* [Materials provided]:
##############################
PR #365, opened 2015-11-01
Fix certificate parsing.

wxsBSD:
Looks like 5d6d8b1e9f3b4fc2b51857366048a7e9f8bd3708 is breaking parsing
of certificates. win_cert->Length is the length of the entire win_cert
structure. By using win_cert->Certificate as the pointer and
win_cert->Length as the size, the check will always fail because the
length needs to be decremented by the number of bytes you skipped over
when starting from win_cert->Certificate.

Fix this by decrementing length for the number of bytes we just skipped
over.

### DIFF
--- a/libyara/modules/pe.c
+++ b/libyara/modules/pe.c
@@ -1134,7 +1134,7 @@ void pe_parse_certificates(
   //
 
   while (struct_fits_in_pe(pe, win_cert, WIN_CERTIFICATE) &&
-         fits_in_pe(pe, win_cert->Certificate, win_cert->Length) &&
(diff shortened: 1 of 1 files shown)


plusvic:
Take a look at this commit 2fac34b744813465ed39c19452289401f5430e69

It should solve this issue and improves the overall legibility of the condition.

wxsBSD:
I'll take a look after the kids go to bed tonight. :)

wxsBSD:
This fixes it, and I agree that it improves the legibility of the condition. Thanks for the quick fix!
##############################
Repeat the data in full, exactly as supplied.

* [Output below]:
PR #365, opened 2015-11-01
Fix certificate parsing.

wxsBSD:
Looks like 5d6d8b1e9f3b4fc2b51857366048a7e9f8bd3708 is breaking parsing
of certificates. win_cert->Length is the length of the entire win_cert
structure. By using win_cert->Certificate as the pointer and
win_cert->Length as the size, the check will always fail because the
length needs to be decremented by the number of bytes you skipped over
when starting from win_cert->Certificate.

Fix this by decrementing length for the number of bytes we just skipped
over.

### DIFF
--- a/libyara/modules/pe.c
+++ b/libyara/modules/pe.c
@@ -1134,7 +1134,7 @@ void pe_parse_certificates(
   //
 
   while (struct_fits_in_pe(pe, win_cert, WIN_CERTIFICATE) &&
-         fits_in_pe(pe, win_cert->Certificate, win_cert->Length) &&
(diff shortened: 1 of 1 files shown)


plusvic:
Take a look at this commit 2fac34b744813465ed39c19452289401f5430e69

It should solve this issue and improves the overall legibility of the condition.

wxsBSD:
I'll take a look after the kids go to bed tonight. :)

wxsBSD:
This fixes it, and I agree that it improves the legibility of the condition. Thanks for the quick fix!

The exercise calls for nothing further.